» **What you will do**
Find the word "Covered" in the listing. Copy out each line where it occurs.

——

PR #1275, opened 2023-01-24
Make CallbackInfo cast to napi_callback_info explicit

KevinEady:
Fixes: #1272

Issue #1272, opened 2023-01-16
Possible breaking change in node-addon-api 5.1.0


JckXia:
Hello folks, it looks like we had some compilation issues related to the introduction of the `napi_callback_info` implicit conversion operator. [Issue link](https://github.com/nodejs/node-addon-api/pull/1253#issuecomment-1383239864).  Not too sure why this wasn't caught by our windows CI.

JckXia:
(Just going to move our discussion over here for better visibility)

@mhdawson I think there might be a few options we can explore.

Remove the implicit conversion operator and declare the removal change a SemVer-major. Then, instead of using an implicit conversion operator, we can create an accessor function like GetCbInfo. This way people that need the raw napi_callback_info (hopefully not many since it's a fairly new change) still have a means of accessing that pointer. We also get to keep the existing API for [] overload, since a LOT of people (including us) are passing literals into info. The downside is that it seems to break conventions as we have been using implicit conversion operators to translate C++ NAPI objects to C node-API objects. But looking at std::string, there is an explicit getter c_str() function to acquire the C string equivalent makes me think if we should reconsider our approach.

Change the parameter type of the CallbackInfo::operator[](size_t index) to be int instead. I believe this way we should be able to avoid the ambiguity in question. But I don't know if this will be a breaking change for anyone because I don't understand all the nuances between size_t and int other than that size_t can potentially represent a greater range of values.

Remove the implicit conversion operator completely, but then people who might need the raw napi_callback_info is now out of luck if they had already written code around being able to access this pointer.

On a side note, I couldn't reproduce this error locally using MSVC 2019 C:\Program Files (x86)\Microsoft Visual Studio\2019\Community\MSBuild\Current\Bin\MSBuild.exe. Don't really know why that is. Going to take a deeper dive tomorrow.

KevinEady:
Could we make the conversion function an explicit conversion only?

```cpp
explicit operator napi_callback_info() const;
```

Then the user would need to use a `static_cast<napi_callback_info>( cbInfo )` where `cbInfo` is an `Napi::CallbackInfo` object. A little more wordy but might work?

KevinEady:
[...]

PR #1276, opened 2023-01-25
chore: Build node-addon-api against X86

JckXia:
To be merged after #1275 is merged in. Update our windows CI to build node against X86 based on the [observation](https://github.com/nodejs/node-addon-api/issues/1272#issuecomment-1396389182) here. Main source of concern is that this will double the number of runs we will perform for windows CI. But It might be a worthy trade off to avoid issues like https://github.com/nodejs/node-addon-api/issues/1272

### DIFF
--- a/.github/workflows/ci-win.yml
+++ b/.github/workflows/ci-win.yml
@@ -22,6 +22,7 @@ jobs:
       uses: actions/setup-node@v3
       with:
         node-version: ${{ matrix.node-version }}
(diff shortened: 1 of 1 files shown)


mhdawson (approved):
LGTM

mhdawson:
@JckXia does this need a rebase, it still seems to be failing after 1275 landed.

mhdawson:
landed in ff969485ea86b0e2af1bc5ae673eecf6a86593dc

Issue #981, opened 2021-04-27
[Tests] Add test coverage document for typed error


JckXia:
| class                   | methods                                                                                                                          |
|-------------------------|----------------------------------------------------------------------------------------------------------------------------------|
| TypeError                | TypeError()                                                                                                                      |
|                         | TypeError(napi_env env, napi_value value)                                                         |
| |  static TypeError New(napi_env env, const char* message); |
|Covered #24 |  static TypeError New(napi_env env, const std::string& message); |

Issue #1271, opened 2023-01-15
Question about `Napi::TypeError` ctor


JckXia:
Hello everyone, just a question regarding the expected behavior of `TypeError(napi_env env, napi_value value)`. According to the docs, it initializes a `Napi::TypeError` C++ instance from an existing error object, where `value` is a `Napi::Error`.

The first problem is that we do not have a cast operator overload that converts a `Napi::Error` object to a `napi_value` , so we can't call this ctor with a `Napi::Error` object directly.  

Second of all, my assumption was this ctor  accepts an error object and creates a JS `TypeError`  in V8 and a  C++ stack object. However, it looks like we simply call the `Error` ctor with the  `napi_value`. For example, If we give the ctor a `napi_value` passed from JS, where the `napi_value` is a `RangeError`, the resulting `Napi::TypedError`, when `ThrowAsJavaScript`, will yield an RangeError still. 

So my question is, what is the correct interpretation of this particular API, and what should we do to tweak the implementation to comply with that spec? Thank you!

gabrielschulhof:
I think this is a general problem with all our constructors of the form

```cpp
JSValueType::JSValueType(napi_env env, napi_value value): JSValueSuperClass(env, value) {}
```

the purpose of which is to wrap a value coming in from C. You can wrap any JS value using any of our classes, without validation.

In the next major version, we may wanna
1. add a `::Wrap(napi_env env, napi_value value)` static method to these classes, which performs validation, rejecting, for each class, a `napi_value` that does not have the corresponding JS type, and
2. restrict the visibility of the constructor.

Issue #984, opened 2021-04-28
[Tests] Add test coverage for RangeErrors


JckXia:
| class                   | methods                                                                                                                          |
|-------------------------|----------------------------------------------------------------------------------------------------------------------------------|
| RangeError | RangeError::New(Napi::Env env, const char * message)  |
|Covered #52 |RangeError::New(Napi::Env env, const std::string &message) |
| |RangeError() |
| |RangeError(napi_env env, napi_value value) |

JckXia:
Closed following #1280

PR #1280, opened 2023-02-01
[Draft] Add test covg for typed and range err

JckXia:
PR aims to close https://github.com/nodejs/node-addon-api/issues/981, https://github.com/nodejs/node-addon-api/issues/984 and https://github.com/nodejs/node-addon-api/issues/1271.

Adds test for `TypeError` and `RangeError`, as well as some validation logic for the `napi_value` object we pass to the base `TypeError` and `RangeError` ctor. The question is whether we want to crash the application when the `napi_value` passed isn't a js `TypeError`, or if we want to emit some type of warning instead.


legendecas:
I'd suggest avoiding type checks in type constructors for the following reasons:

1. There are error classes and we should avoid throwing in their constructors as they are likely to be used in error handling paths already.
2. We don't do type checks in node-addon-api type wrapper constructors, as it comes with runtime costs, and constructing from napi_value is a common path.

JckXia:
@legendecas  Thank you for your explanation! Will update my changes.

test/error.cc
```diff
@@ -270,7 +359,15 @@ Object InitError(Env env) {
       Function::New(env, LastExceptionErrorCode);
   exports["throwJSError"] = Function::New(env, ThrowJSError);
   exports["throwTypeError"] = Function::New(env, ThrowTypeError);
+  exports["throwTypeErrorCtor"] = Function::New(env, ThrowTypeErrorCtor);
+  exports["throwTypeErrorCStr"] = Function::New(env, ThrowTypeErrorCStr);
+  exports["throwTypeErrorNapiVal"] = Function::New(env, ThrowTypeErrorNapiVal);
```
legendecas, line 364: Seems like `*NapiVal` methods are not called in the test.

JckXia: Yep. Took these out as that overload was tested by https://github.com/nodejs/node-addon-api/pull/1280/files#diff-ac24d807b22ae295c2dcf786090d933b62aa2b6b3c85c16e839d31ad35fc2c13R81

legendecas (approved):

——

» **Written response**
|Covered #24 |  static TypeError New(napi_env env, const std::string& message); |
|Covered #52 |RangeError::New(Napi::Env env, const std::string &message) |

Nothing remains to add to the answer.